Calculate the mean ($\bar{X}$) and ($\bar{Y}$) of the X and Y datasets.

$\bar{X} = \frac{\sum{X_i}}{n}$$\bar{Y} = \frac{\sum{Y_i}}{n}$

Where $n$ is the number of data points.

#### Step 3: Calculate the Numerator:

$\sum{(X_i - \bar{X})(Y_i - \bar{Y})}$

Subtract the mean of X from each data point in X, and the mean of Y from each data point in Y. Multiply these differences for each corresponding pair and sum them up.

#### Step 4: Calculate the Denominator:

$\sqrt{\sum{(X_i - \bar{X})^2} \cdot \sum{(Y_i - \bar{Y})^2}}$

Calculate the square of the differences between each data point and the mean for both X and Y. Sum these squared differences for each dataset and take the square root of the product of these sums.

#### Step 5: Calculate the Coefficient of Correlation:

$r = \frac{\text{Numerator}}{\text{Denominator}}$

Divide the numerator by the denominator to get the coefficient of correlation ($r$).

### Interpretation of $r$:

- $r = 1$: Perfect positive correlation
- $r = -1$: Perfect negative correlation
- $r = 0$: No correlation

### Note:

- Pearson's correlation coefficient assumes a linear relationship. It may not accurately represent non-linear relationships.
- This method is sensitive to outliers.

Computing the coefficient of correlation can be done using statistical software, spreadsheets, or programming languages like Python, R, or MATLAB, where built-in functions or libraries are available for such calculations.

## What is the formula for computing the coefficient of correlation?
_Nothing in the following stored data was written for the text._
PR #249, opened 2018-03-28
Add initial_connection_window_size to Builders

olix0r:
There is currently no way to configure the initial target window size
for connections. The `Builder::initial_connection_window_size` utility
makes this configurable so that all new server connections have this
target window size set.

### DIFF
--- a/src/server.rs
+++ b/src/server.rs
@@ -1020,7 +1020,8 @@ where
 
 impl<T, B: IntoBuf> Future for Handshake<T, B>
     where T: AsyncRead + AsyncWrite,
-          B: IntoBuf + 'static,
+          B: IntoBuf,
+          B::Buf: 'static,
 {
     type Item = Connection<T, B>;
     type Error = ::Error;
--- a/src/server.rs
+++ b/src/server.rs
@@ -261,6 +261,9 @@ pub struct Builder {
 
     /// Initial `Settings` frame to send as part of the handshake.
     settings: Settings,
+
+    /// Initial target window size for new connections.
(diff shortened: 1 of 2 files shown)


src/server.rs
```diff
@@ -980,7 +1020,7 @@ where
 
 impl<T, B: IntoBuf> Future for Handshake<T, B>
     where T: AsyncRead + AsyncWrite,
-          B: IntoBuf,
+          B: IntoBuf + 'static,
```
hawkw: What necessitated the addition of the static bound?

seanmonstar: Yea, I think this additional bounds would be a breaking change?

olix0r: without it:

```
:; cargo check
   Compiling h2 v0.1.2 (file:///Users/ver/b/rs/h2)
error[E0310]: the associated type `<B as bytes::IntoBuf>::Buf` may not live long enough
    --> src/server.rs:1079:19
     |
1079 |                 c.set_target_window_size(sz);
     |                   ^^^^^^^^^^^^^^^^^^^^^^
     |
     = help: consider adding an explicit lifetime bound `<B as bytes::IntoBuf>::Buf: 'static`...
note: ...so that the type `<B as bytes::IntoBuf>::Buf` will meet its required lifetime bounds
    --> src/server.rs:1079:19
     |
1079 |                 c.set_target_window_size(sz);
     |                   ^^^^^^^^^^^^^^^^^^^^^^

error: aborting due to previous error

```

olix0r: fwiw, the clientside handshake already had `B::Buf: 'static,`

PR #250, opened 2018-03-28
Add Graceful Shutdown support

### LINKED ISSUE #245: Graceful Shutdown
The `GOAWAY` frame can be used for both errors and for closing cleanly.

> The sender of a GOAWAY frame might gracefully shut down a connection by sending a GOAWAY frame, maintaining the connection in an "open" state until all in-progress streams complete.

This issue is about the 3ish ways of a user initiating a shutdown.

1. **Shutdown immediately**: This is what `server::Connection::close_connection` does currently. Once the `GOAWAY` frame is flushed, the rest of the state machine just exits.
2. **Shutdown gracefully**: This would be when a server no longer wants to accept any more streams than the `last_processed_id`, but will allow reading and writing of still open streams before that ID.
3. **Shutdown notice**: The spec mentions that when a peer wants to start shutting down, it should first send a `GOAWAY` of the max stream ID, and then about 1 RTT later, proceed to our number 2. This allows for any streams that were going to be received around the same time the GOAWAY was flushed to still be accepted, and well-behaving peers SHOULDN'T create anymore streams after those. Of course, bad peers will be bad, but a user of this library can always wrap the shutdown future in a timeout.

We need to decide the API and contract exposed by this library. I suggest this:

1. We change `close_connection` to `close_connection(reason: Reason)`. Behavior is the same. Other names are `disconnect`, `close_immediately`, `shutdown`, `goaway`.
2. We add `close_gracefully()`, which sends a `GOAWAY` of the last processed ID, and then the `Connection` future completes after the allowed streams close up.
3. We add `send_graceful_shutdown()`, which just queues a `GOAWAY` of max stream ID, and nothing else. It's up the user to schedule how they'd like to later call `close_gracefully`.

seanmonstar:
If graceful shutdown is initiated, a GOAWAY of the max stream ID - 1 is
sent, followed by a PING frame, to measure RTT. When the PING is ACKed,
the connection sends a new GOAWAY with the proper last processed stream
ID. From there, once all active streams have completely, the connection
will finally close.

Closes #245


olix0r:
note there's a legit test failure in CI:
```
---- rst_while_closing stdout ----
	thread 'rst_while_closing' panicked at 'Idle received unexpected frame on handle; frame=Ok(Ready(Some(Frame::Headers(Headers { stream_id: StreamId(1), stream_dep: None, flags: HeadersFlag { end_stream: true, end_headers: true, padded: false, priority: false } }))))', tests/support/mock.rs:551:17
note: Run with `RUST_BACKTRACE=1` for a backtrace.
failures:
    rst_while_closing
test result: FAILED. 14 passed; 1 failed; 0 ignored; 0 measured; 0 filtered out
error: test failed, to rerun pass '--test stream_states'
```

seanmonstar:
/me shakes fist at flaky test XD

PR #253, opened 2018-04-05
Bump version to v0.1.4

seanmonstar:


Cargo.toml
```diff
@@ -33,7 +33,7 @@ unstable = []
 futures = "0.1"
 tokio-io = "0.1.4"
 bytes = "0.4"
-http = "0.1"
+http = "0.1.3"
```
seanmonstar: I suspected that we actually needed something newer than 0.1.0, so I downgraded (`cargo update -p http --precise 0.1.0`) and found that we used `Scheme` constants. Once setting to precisely `0.1.3`, `cargo build` succeeds.

PR #258, opened 2018-04-14
 Reset any queued stream on receipt of remote reset 

### LINKED ISSUE #256: assertion failed: stream.buffered_send_data >= len
I was trying to make a test case and I ran into this panic. Seems like we `clear_queue` when receiving an `RST_STREAM`, which resets `buffered_send_data`, but the next time in `pop_frame` we don't see `is_peer_reset()` because the stream state is already `Closed(Scheduled(CANCEL))`.

Here's the test case that triggers the panic. It's a bit of a mess and it probably shouldn't pass as-is, but it shouldn't panic where it does.

```rust
#[test]
fn rst_while_sending() {

    let mock = mock_io::Builder::new()
        .write(b"PRI * HTTP/2.0\r\n\r\nSM\r\n\r\n")
        .write(frames::SETTINGS)
        .read(frames::SETTINGS)
        .wait(Duration::from_millis(10))
        .write(&[
            // POST /
            0, 0, 16, 1, 4, 0, 0, 0, 1, 131, 135, 65, 139, 157, 41,
            172, 75, 143, 168, 233, 25, 151, 33, 233, 132,
        ])
        .write(&[
            // DATA
            0, 64, 0, 0, 0, 0, 0, 0, 1
        ])
        .write(&[
            // DATA
            0; 16384
        ])
        .write(frames::SETTINGS_ACK)
        .read(frames::SETTINGS_ACK)
        .read(&[
            // RST_STREAM
            0, 0, 4, 3, 0, 0, 0, 0, 1,
            0, 0, 0, 2,
        ])
        .wait(Duration::from_millis(1000))
        .write(&[
            // DATA
            0, 64, 0, 0, 0, 0, 0, 0, 1
        ])
        .write(&[
            // DATA
            0; 16384
        ])
        .write(&[
            // DATA
            0, 64, 0, 0, 1, 0, 0, 0, 1
        ])
        .write(&[
            // DATA
            0; 16384
        ])
        .write(&[0, 0, 8, 7, 0, 0, 0, 0, 0, 0, 0, 0, 0, 0, 0, 0, 1])
        .build();

    use futures::Async;
    let client = client::handshake(mock)
        .expect("handshake")
        .and_then(|(mut client, mut conn)| {
            let request = Request::builder()
                .method(Method::POST)
                .uri("https://http2.akamai.com/")
                .body(())
                .unwrap();

            let (_resp, mut stream) = client.send_request(request, false).expect("send_request");
            stream.send_data(vec![0u8; 16384*3].into(), true).unwrap();
            drop(stream);
            drop(_resp);
            futures::future::poll_fn(move || {
                trace!("POLLING CONN");
                match conn.poll() {
                    Ok(Async::NotReady) => trace!("CONN: NOT READY"),
                    r => {
                        trace!("CONN: READY {:?}", r);
                    }
                }
                Ok(Async::NotReady)
            }).map(|()| {
                trace!("DONE");
            })
        });

        client.wait().expect("wait");
}
```

hawkw:
Fixes #256.

This PR changes `state::recv_reset` so any closed stream with queued send is immediately reset (and thus, the queue is cleared) on receipt of a `RST_STREAM` frame from the remote. 

This fixes the panic encountered by the test @goffrie posted in #256, where the stream is scheduled to close, receives a `RST_STREAM` frame, and sets the buffered capacity to 0, but isn't removed from the send queue, so we hit an assertion (or overflow, if debug assertions are disabled) when subtracting a sent frame's size from the buffered size.

I've determined that this does fix the panic in @goffrie's test, but the test instead hangs forever instead of passing. I haven't yet been able to rewrite the test such that it hits the panic on master but doesn't hang when the issue is resolved. I intend to continue working on testing this, but I'm putting this up for review now nonetheless.


src/proto/streams/state.rs
```diff
@@ -217,10 +217,11 @@ impl State {
     pub fn recv_reset(&mut self, reason: Reason, queued: bool) {
 
         match self.inner {
-            Closed(Cause::EndStream) if queued => {
+            Closed(prior_reason) if queued => {
```
olix0r: this looks like the only functional change in this PR... can you explain how this resolves the issue?

carllerche: +1. It would be good to include a comment explaining this as it is definitely subtle.

olix0r: IIUC, the match can be condensed as:

```rust
    pub fn recv_reset(&mut self, reason: Reason, queued: bool) {
        match self.inner {
            Closed(..) if !queued => {},
            state => {
                trace!("recv_reset; {:?} => reason=Closed(Proto({:?})", state, reason);
                self.inner = Closed(Cause::Proto(reason));
            }
        }
}
```

I want to make sure I understand this properly, though.  What are the states where we can be closed and have queued data?

https://github.com/carllerche/h2/blob/b1d14caa2251cfa6316d73ad77409fb0be4a41f1/src/proto/streams/state.rs#L73-L87

In particular, I'm not sure if it makes sense to change the closed type when it's already `Proto` (it's probably harmless? but I'm not sure of the intended behavior).  Also, I'm not sure we'd want to override an `Io` error (though I'm not sure if it's actually possible to receive a reset after an Io error).

hawkw: This is fair, I can make the match more specific. 

My understanding is that we can have queued data in the following cases:
 - when the cause `Cause::Scheduled`,
- when the cause is `Cause::EndStream`, which would indicate that we've enqueued an EOS frame but it has yet to be sent (either because there are other frames ahead of it in the send queue, or we just haven't popped it yet)

AFAIK, `queued` should not be true with any other `Cause` variants, but I'll change the code to actually encode this nonetheless.

hawkw: @olix0r, hopefully 05a6017ba74d7561ad15ddc6d54363687a62db8f is clearer?

goffrie:
Hm, there's one more way that we can call `clear_queue`, which is via `recv_err`; I believe this is able to cause a similar issue wherein the stream's state doesn't necessarily become `is_peer_reset` and so [the check here](https://github.com/carllerche/h2/blob/23090c9fed169985a591b864541a2ba02e87c016/src/proto/streams/prioritize.rs#L585-L587) doesn't trigger. For example I've seen this happen when receiving a GO_AWAY frame, which has caused [this assertion](https://github.com/carllerche/h2/blob/23090c9fed169985a591b864541a2ba02e87c016/src/proto/streams/prioritize.rs#L695) to trip because the frames were all cleared.

hawkw:
@goffrie Ah, thanks for pointing that out --- I think we'll want to add similar logic to `recv_error` for when a stream has frames in the send queue. I'll look into that in an additional PR.

carllerche:
Thanks for getting this done.

PR #260, opened 2018-04-17
Add some missing bounds checks.

goffrie:
Ran a fuzzer and found a few places where we were panicking instead of returning errors.

### DIFF
--- a/src/frame/headers.rs
+++ b/src/frame/headers.rs
@@ -153,6 +153,9 @@ impl Headers {
 
         // Read the padding length
         if flags.is_padded() {
+            if src.len() < 1 {
+                return Err(Error::MalformedMessage);
+            }
             // TODO: Ensure payload is sized correctly
             pad = src[0] as usize;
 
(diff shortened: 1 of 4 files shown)


src/frame/headers.rs
```diff
@@ -153,6 +153,9 @@ impl Headers {
 
         // Read the padding length
         if flags.is_padded() {
+            if src.len() < 1 {
+                return Err(Error::MalformedMessage);
+            }
             // TODO: Ensure payload is sized correctly
```
seanmonstar: Maybe there's more involved, but wanted to check: does this addition essentially complete this TODO?

src/proto/streams/streams.rs
```diff
@@ -322,6 +322,10 @@ where
         let last_stream_id = frame.last_stream_id();
         let err = frame.reason().into();
 
+        if actions.recv.max_stream_id() < last_stream_id {
```
seanmonstar: I got a bit confused with this, until I went digging into `recv` to read the comments about `max_stream_id`. Whatcha think if there was a comment right here just saying to the effect of "if a new GOAWAY has a higher stream id than a previous GOAWAY, that's bad"?

src/frame/headers.rs
goffrie: Seems like it; I removed the comment.

src/proto/streams/streams.rs
goffrie: :+1:

carllerche:
Thanks @goffrie!

Looks like the fuzzing has been submitted in another PR. I'm good with this!

PR #261, opened 2018-04-20
Be more lenient with streams in the `pending_send` queue.

goffrie:
The `is_peer_reset()` check doesn't quite cover all the cases where we call
`clear_queue`, such as when we call `recv_err`. Instead of trying to make the
check more precise, let's gracefully handle spurious entries in the queue.

This fixes the issue I mentioned at https://github.com/carllerche/h2/pull/258#issuecomment-381768145.


hawkw:
At a glance, this seems right to me --- it's similar to the first thing I tried while working on #247, which appeared to work correctly. However, I'd like to hear from @carllerche before approving it.

src/proto/streams/prioritize.rs
```diff
@@ -694,13 +686,20 @@ impl Prioritize {
...
+
+                                let frame = frame::Reset::new(stream.id, reason);
+                                Frame::Reset(frame)
+                            } else {
+                                // If the stream receives a RESET from the peer, it may have
+                                // had data buffered to be sent, but all the frames are cleared
+                                // in clear_queue(). Instead of doing O(N) traversal through queue
+                                // to remove, lets just ignore the stream here.
+                                trace!("removing dangling stream from pending_send");
+                                counts.transition_after(stream, is_counted, is_pending_reset);
```
carllerche: Could you explain why this needs to be called here? I don't *think* this was called before (and I could believe it was another bug).

goffrie: I agree that it was not called before. I think that it should be, otherwise we could leak streams - it's possible that the `pending_send` queue here was holding onto the last reference to the stream.

carllerche: I think it is highly likely that this change is correct, but i'd like to see if we can figure out a failing test case.

carllerche:
I believe that this change is probably the right direction. Panicking in production is no good. It would be good to figure out how to catch any bugs that are let through though. At the very least a `debug_assert` is good.

goffrie:
I added a `debug_assert!`, though I'm not sure what precisely you had in mind - this one's pretty general. (Notably, asserting `is_reset()` doesn't work because the stream can be in the `Closed(EndStream)` state and still get cleared.)

carllerche:
So I spent a bunch of time trying to reproduce the issue described in [the comment](https://github.com/carllerche/h2/pull/258#issuecomment-381768145).

All the paths that I tracked down via `recv_err` would not hit the issue.

Either `recv_err` is called because of a connection level issue. At this point, the code switches to GOAWAY and won't go through `prioritize` anymore. Or, `recv_err` is called when sending an explicit reset, in which case there will always be a frame to pop (the reset frame).

That said, I think that the consensus is that this is still a good change even if it does not fix any bugs.

carllerche:
k, i will try that

carllerche:
Thanks to the fuzzer (#263), I have identified the logic path that results in the panic.

Unfortunately, it relies on a very specific pattern of the underlying I/O's write fn returning `Ready` / `NotReady`, which means that writing a robust test is not really possible. Any change to the `h2` implementation could break the test.

So, given that, I think the best course of action is just going to be to include the fuzzing run and call it a day.

I still need to verify the `counts.transition_after(stream, is_counted, is_pending_reset);` line. I believe that this does fix a bug, but I would like to confirm this first. This will be my next focus.

@goffrie Thanks for your patience. My assumption is that you are currently using a fork that includes this patch, so you are not currently blocked. If this assumption is incorrect, please let me know and we can merge the PR before I complete the work stated above.

goffrie:
That's correct; take your time. Thanks for your work on this :)

carllerche:
So, I haven't reproed the issue w/ the missing count decrement, but I did find & fix a number of other related bugs (#273).

carllerche:
Alright, I have rebased this change.

PR #12, opened 2015-01-16
Test coverage and coveralls report.

jimhester:
Adds an automatic test coverage report using coveralls.

You will need to enable coveralls for this repository before merging this pull for it to work the first time.

https://coveralls.io/repos/new

### DIFF
--- a/.travis.yml
+++ b/.travis.yml
@@ -13,7 +13,10 @@ before_install:
   - chmod 755 ./travis-tool.sh
   - ./travis-tool.sh bootstrap
 
-#install:
+after_success:
+  - Rscript -e 'library(covr);coveralls()'
+install:
+  - ./travis-tool.sh github_package jimhester/covr
 #  - ./travis-tool.sh install_r rbenchmark microbenchmark
 
 script: ./travis-tool.sh run_tests
--- a/README.md
+++ b/README.md
@@ -1,5 +1,5 @@
 ## digest [![Build Status](https://travis-ci.org/eddelbuettel/digest.png)](https://travis-ci.org/eddelbuettel/digest)
-[![Coverage Status](https://img.shields.io/coveralls/jimhester/digest.svg)](https://coveralls.io/r/jimhester/digest?branch=master)
+[![Coverage Status](https://img.shields.io/coveralls/eddelbuettel/digest.svg)](https://coveralls.io/r/eddelbuettel/digest?branch=master)
 
 ## What
 
--- a/README.md
+++ b/README.md
@@ -1,4 +1,5 @@
 ## digest [![Build Status](https://travis-ci.org/eddelbuettel/digest.png)](https://travis-ci.org/eddelbuettel/digest)
+[![Coverage Status](https://img.shields.io/coveralls/jimhester/digest.svg)](https://coveralls.io/r/jimhester/digest?branch=master)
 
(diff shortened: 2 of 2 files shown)


eddelbuettel:
Thanks for the PR. I watched your work with interest after you pinged me in that thread.

I have not yet had time to research this, and have not formed an opinion as to whether I want to enable this in my packages or not.  So for now I'll let this (unsolicited) pull request rest.

jimhester:
Sounds good to me,  https://coveralls.io/jobs/4051949 has an example report for digest if you wanted to see what the report would look.  (I was testing compiled coverage with it).

eddelbuettel:
Yes, thanks, I saw the report. It is nicely detailed and color-coded.  What is the added run-time for a small package like digest?

jimhester:
Looks like 8 seconds total for digest
https://travis-ci.org/jimhester/digest/builds/47294358#L735

It has to recompile the code with the tracing instrumentation turned on and
with optimizations off, then run all the tests.   I am not sure of the
breakdown between compile time and run time in the above 8 seconds.  I
would expect most of it was compile time.

On Fri, Jan 16, 2015 at 4:27 PM, Dirk Eddelbuettel <notifications@github.com

eddelbuettel:
That sounds a little low.  A full R CMD ... cycle takes longer.  Is it just build and test?

jimhester:
It uses `devtools::load_all(recompile = TRUE)` to compile the code, so it doesn't have to do a full `R CMD build`, which is why it is faster.

Also most of that 8 seconds is likely from the R interpreter starting and transferring the json file to coveralls.io.

On my machine from an already running R
```r
system.time(package_coverage('digest'))
#  user  system elapsed
#  1.327   0.250   1.626

# Just running the tests takes basically no time however
system.time(testthat::source_dir('digest/tests/'))
#    user  system elapsed
#  0.028   0.003   0.033
```

eddelbuettel:
Let me rephrase then:

What is time difference in run-time ("all-in") for a Travis build with this change, versus no change.  

This would have to account for installing devtools as its dependencies too as my packages work without devtools (but maybe r-travis changed again and forces it in now, which is possible).

jimhester:
from https://travis-ci.org/eddelbuettel/digest/builds/47294622#L406 it looks like installing `covr` and dependencies took an additional 27 seconds, although that seems to depend greatly on what machine is running the build, https://travis-ci.org/jimhester/digest/builds/47294207#L399 only took 19 seconds and https://travis-ci.org/jimhester/digest/builds/46648160#L399 only took 15 for instance.

It looks to me like it adds about 30 seconds to the build time overall.

eddelbuettel:
That's not so bad. I often spend more time re-installing other build dependencies.

Would be nice to _finally_ be able to supply custom Docker containers with covr in them...

eddelbuettel:
I (finally !!) merged this, but I had to do it by hand, which sadly does not show you as author.  Sorry about that.  Thanks for your patience with this.

See https://travis-ci.org/eddelbuettel/digest/builds/179057656 -- it barks a little at the about loading digest when digest is already loaded.  I have not looked closely but I suspect it goes back to covr loading digest?

eddelbuettel:
Closing as just discussed.  Thanks for the PR.  It is (at long last) in.

PR #17, opened 2015-10-11
fix #16

### LINKED ISSUE #16: Long vector support relied on, but not available
Processing a large R object (that otherwise behaves well with most manipulations in R) results in an error with `digest`.  Specifically:
```
Error in digest(user_action, algo = "md5") : 
  long vectors not supported yet: memory.c:3361
```
Nearly identical errors (just the call is different) occur for other algorithms.  Using debug I can see that the error is triggered at `val <- .Call(digest_impl, object, as.integer(algoint), as.integer(length), as.integer(skip), as.integer(raw), as.integer(seed))`; which I believe either places the error in `.Call` or in `digest`.  Memory.c appears to be outside of the scope of `digest` but belongs to R instead.  Nevertheless, because I'm able to work with and manipulate this object in every other context it makes me think that some step along the way in `digest` is the root of the problem.

Example data:
```
eg <- data.frame(V1=rep("AAAAAAAAAAAAAAAAAAAAAAAAAAAAAAAA",100000000),V2=runif(100000000),V3=rep("AAAAAAAAAAAAAAAAAAAAAAAAAAAAAAAA",100000000),V4=rep("AAAAAAAAAAAAAAAAAAAAAAAAAAAAAAAA",100000000),V5=rep("AAAAAAAAAAAAAAAAAAAAAAAAAAAAAAAA",100000000))
digest(eg)
```

Session Info:
```
R version 3.2.2 (2015-08-14)
Platform: x86_64-pc-linux-gnu (64-bit)
Running under: Ubuntu 14.04.3 LTS

locale:
 [1] LC_CTYPE=en_US.UTF-8       LC_NUMERIC=C               LC_TIME=en_US.UTF-8       
 [4] LC_COLLATE=en_US.UTF-8     LC_MONETARY=en_US.UTF-8    LC_MESSAGES=en_US.UTF-8   
 [7] LC_PAPER=en_US.UTF-8       LC_NAME=C                  LC_ADDRESS=C              
[10] LC_TELEPHONE=C             LC_MEASUREMENT=en_US.UTF-8 LC_IDENTIFICATION=C       

attached base packages:
[1] stats     graphics  grDevices utils     datasets  methods   base     

other attached packages:
[1] digest_0.6.8

loaded via a namespace (and not attached):
[1] tools_3.2.2
```

Perhaps something else could be done in the digest internals to make it not rely on memory.c or an overly large object could be detected, truncated, and a hash returned with a warning?

thirdwing:
To fix #16 . Just replace `LENGTH`with `XLENGTH`.

```r
> library(digest)
> eg <- data.frame(V1=rep("AAAAAAAAAAAAAAAAAAAAAAAAAAAAAAAA",100000000),V2=runif(100000000),V3=rep("AAAAAAAAAAAAAAAAAAAAAAAAAAAAAAAA",100000000),V4=rep("AAAAAAAAAAAAAAAAAAAAAAAAAAAAAAAA",100000000),V5=rep("AAAAAAAAAAAAAAAAAAAAAAAAAAAAAAAA",100000000))
> digest(eg)
[1] "d41d8cd98f00b204e9800998ecf8427e"
```

### DIFF
--- a/src/digest.c
+++ b/src/digest.c
@@ -58,7 +58,7 @@ SEXP digest(SEXP Txt, SEXP Algo, SEXP Length, SEXP Skip, SEXP Leave_raw, SEXP Se
     int output_length = -1;
     if (IS_RAW(Txt)) { /* Txt is either RAW */
         txt = (char*) RAW(Txt);
-        nChar = LENGTH(Txt);
+        nChar = XLENGTH(Txt);
     } else { /* or a string */
         txt = (char*) STRING_VALUE(Txt);
         nChar = strlen(txt);


eddelbuettel:
Seriously?  One char?  `LENGTH` to `XLENGTH`?  Nice :)

thirdwing:
Theoretically, there are many places to change, like https://github.com/eddelbuettel/digest/blob/master/src/raes.c#L30

But I don't think anyone will try to use that long key.

BTW, MetroHash looks very interesting.

thirdwing:
I am so sorry...

I need to be more careful. [This line](https://github.com/eddelbuettel/digest/blob/master/src/digest.c#L57) 

```
int nchar
```

should be changed into 

```
uint32 nchar
```

eddelbuettel:
Will do. We probably also need a reference case or two to test.

PR #20, opened 2015-12-27
calculate stable SHA1

ThierryO:
`get_sha1()` calculates stable SHA1 hashes: the hash on 32-bit and 64-bit systems is identical. This is ensured by applying `num_32_64()` on numerics. `sha1_digits()` defines the maximum number of digits to take into account when calculating the hash. If the number of digits is too high then the hash on 32-bit will differ from that on 64-bit systems. This is due to the difference in floating point precision.


eddelbuettel:
Hi Thierry,

Thanks for this.  It looks like a nice piece of work. In general, it may be preferable to first open issue tickets to discuss matters of style etc.  I see two departures here

i)  camelCase preferred over snake_case -- could I twist your arm to rename to `getSha1()` or even, sticking with the rest of the short names here, just `sha1()` ?
ii) I am not a huge fan of S4 and as this is pretty widely-used package I would prefer to keep the loadtime minimal.  Can you see a way to do what you did in S3 only?  Also, do the two helper functions need to be exported?
iii) More trivial:  four space indentation preferred as in the other files.

Thanks,  Dirk

ThierryO:
Hi Dirk,

Sorry for not opening an issue first. I've written the code for one of our projects and it took quite some work to get the 32 vs 64 bit thing working. I guess that other people can use it as well. I took the code from our project with minimal changes (removing Roxygen2 and converting testthat unit tests). Hence the differences in coding style.

1. I'd prefer short names likes `sha1()`, `sha1digits()`, `num3264()` over camelCase. CamelCase won't fit with our coding style ;-)
1. I'm more familiar with S4 than S3. However I will attempt to get it working with S3. 
1. I would export the helper functions. Because it's easier when defining methods for new classes. If `num3264()` isn't exported, you'll need to call `sha1()` recursively.
1. `sha1digits()` just sets some sensible defaults. Maybe it's better to put them as different objects in `sysdata.rda`.
1. Updating to four space indentation is not problem.

Thanks for considering the pull request.

Best regards,

Thierry

eddelbuettel:
Hi Thierry,

You rock.  Thanks for the quick reply.  Regarding the points in order:
1)  Nice.  I like all those better.  Maybe `num32to64` to split the digits apart?
2)  I'd appreciate it.  If not, well, it is a small addition -- and I realized that just adding the `methods` package is not that big a deal.  I'd take it as is; if you can make work in S3 I'd be even happier.
3)  Ok.  And you already wrote the help texts :)
4)  Could do. Or even in `options()` ?
5)  ESS is really good at that too :)

Looking forward to an update!

Dirk

PS One minor niggle also is that `DESCRIPTION::Version` should probably just be 0.6.8.4 so that we room for an iteration or two before we call it 0.6.9 (or even 0.7.0).

ThierryO:
Hi Dirk,

I think I've resolved your requests. The changes are currently in the [S3 branch of my fork ](https://github.com/ThierryO/digest/tree/S3). Comments on the changes are welcome.

Before merging S3 into master, I'll test this in our private package on two points: a) does `sha1()` work when imported in another package. b) can one add additional S3 methods for `sha1()` in another package.

Thierry

eddelbuettel:
Thierry,

Outstanding. Just glanced at your commit log titles.  Nice work.  

I guess you have nice examples too for 'digest'-ing numerical etc input this way?

Dirk

eddelbuettel:
Salut --  And Happy New Year!   Any news on your tests?  Is this good to go now?

ThierryO:
A Happy New Year!. Yes the tests worked out fine. I've merged the S3 branch into the pull request.

There is one big change: sha1.default() returns an error instead of using digest(). This ensures that sha1() is only used when a method is available. Otherwise the user thinks that he gets a stable hash when it's not.

Due to this change I might need to add some more methods. Maybe one for every class in base R? Shall I do that first or do it in a seperate PR so that you can merge this one?

R/sha1.R
```diff
@@ -0,0 +1,177 @@
+# functions written by Thierry Onkelinx
+sha1 <- function(x, digits = 14, zapsmall = 7){
+    UseMethod("sha1")
+}
+
+sha1.default <- function(x, digits = 14, zapsmall = 7) {
+    stop("sha1() has not method for the '", class(x), "' class")
```
eddelbuettel: Minor rewording:  _has no method_.  But we get that next time.

Also, I may consider adding `call.=FALSE` -- but I don't do this yet in other places in digest so no rush.

eddelbuettel:
I'd say new PR.

PR #24, opened 2016-01-05
bugfix: Trailing zeros in num2hex()

ThierryO:
`num2hex()` removed only the last trailing zero instead of all trailing zeros. `digest:::num2hex(sqrt(2) ^ 2)` returned `"00000000000 1"` instead of `" 1"` which is the output of `digest:::num2hex(2)` As a result `sha1(2) != sha1(sqrt(2) ^ 2)`. This is now fixed.

### DIFF
--- a/R/sha1.R
+++ b/R/sha1.R
@@ -170,7 +170,7 @@ num2hex <- function(x, digits = 14, zapsmall = 7){
   mantissa <- gsub(mantissa, pattern = "p.*$", replacement = "")
   mantissa <- substring(mantissa, 1, digits.hex) # select required precision
   # remove potential trailing zero's
-  mantissa <- gsub(mantissa, pattern = "0$", replacement = "")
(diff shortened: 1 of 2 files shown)


eddelbuettel:
Nice catch.

BTW how do you feel about calling a release before we have a vignette?  Yes/No/Maybe/Don'tCare?

eddelbuettel:
Also, any chance I could get to fill in the [ChangeLog](https://github.com/eddelbuettel/digest/blob/master/ChangeLog) ?  Standard GNU format and autoformatting in Emacs ...

ThierryO:
I'd release it as is. And release it again as soon as the vignette is ready.

I'll have a go at the ChangeLog. I hope to get the formatting right as I don't use Emacs.

eddelbuettel:
100% agreed to release. Will get to that this eve,

Never to late to learn Emacs :)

The formula for computing the Pearson correlation coefficient between two arrays `x`

and `y`

is:

```
correlation = covariance / (std_dev_x * std_dev_y)
```

where:

`covariance`

is the sum of the product of the centered data points, divided by the number of data points:

```
covariance = np.sum(centered_x * centered_y) / len(x)
```

`centered_x`

is the array`x`

with the mean subtracted from each element:

```
centered_x = x - np.mean(x)
```

`centered_y`

is the array`y`

with the mean subtracted from each element:

```
centered_y = y - np.mean(y)
```

`std_dev_x`

is the standard deviation of the array`x`

:

```
std_dev_x = np.std(x)
```

`std_dev_y`

is the standard deviation of the array`y`

:

```
std_dev_y = np.std(y)
```

Here is an example of how to calculate the correlation coefficient between two NumPy arrays:

```
import numpy as np
x = np.array([1, 2, 3, 4, 5])
y = np.array([2, 4, 5, 4, 3])
correlation = np.corrcoef(x, y)[0, 1]
print(correlation)
```

Use code with caution. Learn moreThis code outputs the following:

```
0.2773500981126146
```

The correlation coefficient is a measure of the linear relationship between two variables. It is a number between -1 and 1, where:

- -1 indicates a perfect negative correlation.
- 0 indicates no linear correlation.
- 1 indicates a perfect positive correlation.